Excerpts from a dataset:
------------------------
PR #508, opened 2023-06-18
Add the possibility to load organizations from group instead of metadata

jahow:
This PR refactors significantly the way organizations are handled across the project.

The organizations are handled by the `OrganisationsServiceInterface` which has two implementations: one getting orgs from metadata (default behavior) and one getting orgs from groups.

This service is now used for:
* getting a list of organizations
* creating a search filter for organizations
* read the organization from an ElasticSearch source record at the mapping phase

The general default behavior should not be impacted, except that search results should now have a full organization attached to them (including information from GN groups when available).

To enable the "groups" orgs strategy, use:
```ts
    {
      provide: ORGANIZATIONS_STRATEGY,
      useValue: 'groups',
    },
```


libs/feature/search/src/lib/utils/service/fields.service.ts
```diff
@@ -44,19 +50,52 @@ export class FieldsService {
...
+        filters.reduce((prev, curr) => ({ ...prev, ...curr }), {})
+      )
+    )
+  }
+
+  getFieldValuesForFilters(filters: SearchFilters): Observable<FieldValues> {
+    return of(...this.supportedFields).pipe(
+      mergeScan(
+        (prev, curr) =>
+          this.getValuesForFilters(curr, filters).pipe(
```
fgravin, line 90: I noticed that the observable ticks too often for the organisations, it's always checking for the `filterValues` even though there is no organisation in the route.

libs/feature/search/src/lib/utils/service/fields.service.ts
```diff
@@ -44,19 +50,52 @@ export class FieldsService {
...
+      return this.getFiltersForValues(fieldName, values as FieldValue[])
+    })
+    return combineLatest(filtersByField$).pipe(
+      map((filters) =>
+        filters.reduce((prev, curr) => ({ ...prev, ...curr }), {})
+      )
+    )
+  }
+
+  getFieldValuesForFilters(filters: SearchFilters): Observable<FieldValues> {
```
fgravin, line 86: It was not obvious to me what this method was supposed to do, from its name.
I thought that it fetches all values for a filter (facets).

fgravin (approved):
Huge work :clap: 
Everything works very well.
I've made some comments in the other repository about keeping the idea to centralize all the impacts of the organisations. Anyway we should move forward and check that afterwards after that some other refactoring & features are merged.

fgravin:
Oh, note @jahow that there is an issue with the `group` strategy on geo2france, this should be addressed before merging

jahow:
Thanks for the review @fgravin, I addressed all comments, merge time! :boom:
------------------------
Try it: A single number is asked for: how many lines in the entries above hold the string "there".

Answer space: 2